What the task requires = Only the lines from the one containing "Fix the pom" through the last line below should be written out, exactly and with both ends kept.

(Dataset entries)
----

PR #9035, opened 2020-03-12
Fix version scanner for a couple of scenarios

JimSuplizio:
Fix the pom file version scanner for a couple of scenarios
1. $versionNode.InnerText should be trimmed before it's passed off to the validation function. There's a case where intellij breaks up lines that are over a certain number of characters which ends up splitting the line because it's too long. For example:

----

Response =
Fix the pom file version scanner for a couple of scenarios
1. $versionNode.InnerText should be trimmed before it's passed off to the validation function. There's a case where intellij breaks up lines that are over a certain number of characters which ends up splitting the line because it's too long. For example:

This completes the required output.